L'Ha-Mossad le-Modi'in ule-Takkidim Meyhuhadim (nome completo) al pari
della Cia ha alimentato nel Belpaese la sanguinosa strategia della tensione.
Ecco cosa attesta qualche brano della sentenza firmata dal magistrato Ferdinando
Imposimato contro Renato Arreni, nell'inchiesta per l’assassinio di Aldo Moro:
«Occorre prendere
atto del fatto che i servizi segreti israeliani ebbero una perfetta conoscneza
del fenomeno eversivo italiano fin dal suo sorgere, inserendosi in essso con
una continua azione di sostegno ideologico e materiale (…) In effetti fin da allora
risultò che terroristi mediorientali legati ad Arafat e Mossad avevano deciso
di trasferire in Italia il conflitto del Medio oriente».
E infine, le
motivazioni:
«I servizi segreti israeliani,
operando in Italia ininterrottamente almeno fino al 1976-1977, furono mossi dal
fine di destabilizzazione politica e sociale in Italia (come avevano
sperimentato proficuamente in altri paesi mediorientali quali il Libano, la
Giordania e l’Egitto) al fine di indurre l’America a vedere Israele come l’unico
punto di riferimento alleato nel mediterraneo per averne in tal modo maggiore
sostegno in termini politici e militari».
L’Italia senza sovranità,
usata indiscriminatamente da 70 anni come un campo di battaglia: basti pensare
al traffico di armi intercorrente tra la loggia P2 di Cefis-Gelli
ed i servizi di intelligence sionisti. Un sistema di affari clandestini consolidato
infine con l’accordo di cooperazione militare sottoscritto dal governo
Berlusconi. Un memorandum di intesa che prevede “acquisizioni e produzioni
congiunte di armamenti come bombe, mine, razzi, siluri, carri, esplosivi ed
equipaggiamenti per la guerra elettronica” e cooperazione bilaterale nel
settore. Attività lucrose che restano top secret per legge, anche se un’altra
legge italiana (seppure manomessa dal ministro Cesare Previti con il favore della finta opposizione di centro sinistra) vieta il commercio
con nazioni in stato di guerra. Dulcis in fundo: non si comprende per quale
ragione il Governo italiano abbia fornito al Mossad l’elenco completo di tutti
gli agenti segreti italiani e non viceversa il Governo di Tel Aviv.

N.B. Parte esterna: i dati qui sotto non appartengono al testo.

PR #437, opened 2018-10-28
Allows bags to fit on EVA hardsuits.

Hatterhat:
vests was big shit maybe this will be less big shit


lolman360:
a surpising amount of hardsuits don't let this happen actually

Hatterhat:
i mean it's just like this because they're stationside RIGs and you're probably not gonna get the others. god maybe i can just make backpacks fit on every RIG suit storage but that'll be a big fuckin pain in the ass my dude

PR #2165, opened 2020-07-04
Adds ateopine and associated injectors + map changes

AnalWerewolf:
## About The Pull Request

Blind port of IS12 Warfare's Ateopine autoinjectors, redesigned and rebalanced for Citadel use.

## Why It's Good For The Game

A common complaint is that SaRs, and lesser so, parameds have a habit of 'powergaming' and 'carrying around medbay on their backs'. These complaints aren't necessarily true, a lot of this supposed powergaming is simply the necessary setup for SaRs prior to an expedition, of course one doesn't always have to prepare for an expedition but it is good practice in case a team capable arrives. 

So the problem here is the setup and amount of equipment needed, right. So how do we fix that?
We fix it by cutting down on the amount of unnecessary prepwork and running around.

To achieve this I will be gradually implementing new QoL changes and equipment for both medbay and SaR that hopefully push the meta away from chem grinding in chemistry for half an hour, then running around grabbing things for another half hour. First and foremost in this plan is to remove the need to carry a defib around on their backs or in their bags to be effective in long range recovery of wounded or deceased. Defibs aren't too common, they're massive and annoying to lug around, so I've introduced ateopine autoinjectors.

Ateopine autoinjectors are used to:
- Revive patients similarly to a defib shock about eight seconds after injection.
- Restore brain damage as a result of oxyloss or blood loss .
- Restore a SMALL amount of heart and lung damage, up to a maximum damage of 12, if damage is much higher than that, all they restore is 5 organ damage to each.
- Stabilize patients immediately for a short time.
- Enable SaRs and paramedics to quickly revive patients even through hardsuits or away from medbay.

However, being autoinjectors and not full-blown defibrillation machines, they do not advise you of who is able to be revived, when something prevents revivification, or prevent you from accidentally wasting an injector. It's a skill based reward sort of thing, if you can tell when someone is able to be revived, know when it is safe to do so, and keep them alive after injection, you will get a lot out of these.

image
You'll receive a message, as will the admins, on a fail, success, or in this case if they're revived but have no client (he's a spawned human).

## Changelog
:cl:
add: Ateopine and ateopine autoinjectors from IS12 Warfare
/:cl:

### DIFF
--- a/code/modules/reagents/Chemistry-Reagents/Chemistry-Reagents-Medicine.dm
+++ b/code/modules/reagents/Chemistry-Reagents/Chemistry-Reagents-Medicine.dm
@@ -1279,7 +1279,6 @@
 
 /datum/reagent/ateopine/affect_blood(var/mob/living/carbon/M, var/alien, var/removed)
 	var/chem_effective = 1
-	var/mob/living/carbon/human/H = M
 	if(alien != IS_DIONA)
 		M.add_chemical_effect(CE_STABLE, 5)
 		M.adjustBrainLoss(-5 * removed * chem_effective)
@@ -1292,10 +1291,11 @@
 		if(prob(33))
 			H.Confuse(10)
 	if(ishuman(M))
+		var/mob/living/carbon/human/H = M
 		for(var/obj/item/organ/I in H.internal_organs)
 			if(I.robotic >= ORGAN_ROBOT || !(I.organ_tag in list(O_LUNGS, O_HEART)))
 				continue
-			if(I.damage > 15) // Fixes their heart and lungs about 5 points or until it hits 15.
+			if(I.damage > 10) // Fixes their heart and lungs about 5 points or until it hits 10.
 				I.damage = max(I.damage - 1 * removed * chem_effective, 0)
 				H.Confuse(5)
 
--- a/code/modules/reagents/Chemistry-Reagents/Chemistry-Reagents-Medicine.dm
+++ b/code/modules/reagents/Chemistry-Reagents/Chemistry-Reagents-Medicine.dm
@@ -1266,6 +1266,39 @@
 		M.make_dizzy(5)
 		M.make_jittery(5)
 
+/datum/reagent/ateopine
+	name = "Ateopine"
+	id = "ateopine"
+	description = "Ateopine is a medicine used to treat bradycardia and asystole patients when injected into heart muscle, it is also used to treat nerve gas and insecticide poisoning. Commonly used by emergency teams to resuscitate patients."
+	taste_description = "astringency"
+	reagent_state = LIQUID
+	color = "#DA00FF"
+	metabolism = REM * 1.5
+	overdose = 10
+	scannable = 1
+
+/datum/reagent/ateopine/affect_blood(var/mob/living/carbon/M, var/alien, var/removed)
+	var/chem_effective = 1
+	var/mob/living/carbon/human/H = M
+	if(alien != IS_DIONA)
+		M.add_chemical_effect(CE_STABLE, 5)
+	if(alien == IS_SLIME)
+		chem_effective = 0.25
+		if(M.brainloss >= 10)
+			M.Weaken(5)
+		if(dose >= 5 && M.paralysis < 40)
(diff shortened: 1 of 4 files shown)


code/modules/reagents/Chemistry-Reagents/Chemistry-Reagents-Medicine.dm
```diff
@@ -1266,6 +1266,39 @@
...
+	taste_description = "astringency"
+	reagent_state = LIQUID
+	color = "#DA00FF"
+	metabolism = REM * 1.5
+	overdose = 10
+	scannable = 1
+
+/datum/reagent/ateopine/affect_blood(var/mob/living/carbon/M, var/alien, var/removed)
+	var/chem_effective = 1
+	var/mob/living/carbon/human/H = M
```
mattroks101, line 1282: This should go down below the `ishuman(M)`

code/modules/reagents/reagent_containers/hypospray.dm
```diff
@@ -182,6 +182,83 @@
...
+/obj/item/reagent_containers/hypospray/autoinjector/ateopine
+	name = "autoinjector (ateopine)"
+	desc = "A sealed autoinjector system designed for resuscitation of patients whose hearts have stopped."
+	icon_state = "purple"
+	flags = null
+	filled_reagents = list("ateopine" = 5)
+
+/obj/item/reagent_containers/hypospray/autoinjector/ateopine/do_injection(mob/living/carbon/human/H, mob/living/user)
+	. = ..()
+	var/error = can_resus(H)
```
mattroks101, line 194: If you can inject things other than humans then please make sure to explicitly check that what you injected was indeed a human.

```suggestion
    if(!istype(H)
        return
	var/error = can_resus(H)
	
```

code/modules/reagents/reagent_containers/hypospray.dm
```diff
@@ -182,6 +182,83 @@
...
+			O = H.internal_organs_by_name[organ_tag]
+			if(!O)
+				return TRUE
+			if(O.damage > O.max_damage)
+				return TRUE
+
+	return null
+
+/obj/item/reagent_containers/hypospray/autoinjector/ateopine/proc/make_alive(mob/living/carbon/human/M, mob/living/user)
+//	var/deadtime = world.time - M.timeofdeath
```
mattroks101, line 234: You should probably remove this.

code/modules/reagents/reagent_containers/hypospray.dm
```diff
@@ -182,6 +182,83 @@
...
+
+	M.timeofdeath = 0
+	M.stat = UNCONSCIOUS //Life() can bring them back to consciousness if it needs to.
+	M.failed_last_breath = 0 //So mobs that died of oxyloss don't revive and have perpetual out of breath.
+	M.reload_fullscreen()
+
+	M.emote("gasp")
+	M.Weaken(rand(10,25))
+	M.updatehealth()
+//	apply_brain_damage(M, deadtime) // Ateopine heals brain damage anyway.
```
mattroks101, line 249: Same here.

AnalWerewolf:
Thanks a bunch for the review @mattroks101, I appreciate the help!

VailTheWolf:
This is literally just a get out of jail free card that negates the need for surgery, the medigun, and stasis bags all in one trip. We don't need these. Field Medic's equipment room already has a chem machine to let aaaalll the SARs make the chems they want. (I have my issues with it, and as I've shared before you don't need much to keep the pace going.)

The Medigun has corspemend cartridges that we've already buffed, thanks Enzo. So we already have an easy fix for severe damage and easy revival.

silicons:
i suppose i'll say publicly that i'm against ateopine as it seems like main's strange reagent only without the limitations of it 

makes a death a bit too easy to fix, even with the given limitations.

porting main revival + reconstruction surgeries would be much better if we want to make resleeving less needed rather than making death itself less impactful via quick fixes.

nik707:
I'm also not a fan, with that given I think I'll close this for now and if more alterations are made to bring it more in line then we can handle it then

Tutto è legato. Così fanno riflettere le mancate risposte governative alle interrogazioni parlamentari sul caso che illuminavano anche le attività clandestine di Gladio e la presenza in Italia di armaneti nucleari USA in violazione del TNP.
Post scriptum
A più di qualcuno a Roma e a Tel
Aviv magari torna la memoria. Noi sappiamo…
suggerimenti di lettura:
http://sulatestagiannilannes.blogspot.it/search?q=israele
suggerimenti di lettura:
http://sulatestagiannilannes.blogspot.it/search?q=israele
E' sempre scioccante rileggere ciò che si sapeva già, ma sempre si dimentica... Sarebbe assai utile se ci aiutasse a ricostruire ciò che oggi i servizi segreti israeliani stanno facendo per ottenere bavagli legislativi in diversi Stati (dagli USA all'UK ed alla Francia e... domani in Italia) che impediscani ogni critica alle politiche israeliane, insieme con il BDS ...e chi sa, tali pesanti impedimenti alla libertà di espressione ed organizzazione ed azione politica potrebbero tornare assai utili in generale a Stati i cui governi sempre meno si sentono legati ad un mandato popolare e vincolati a principi democratici...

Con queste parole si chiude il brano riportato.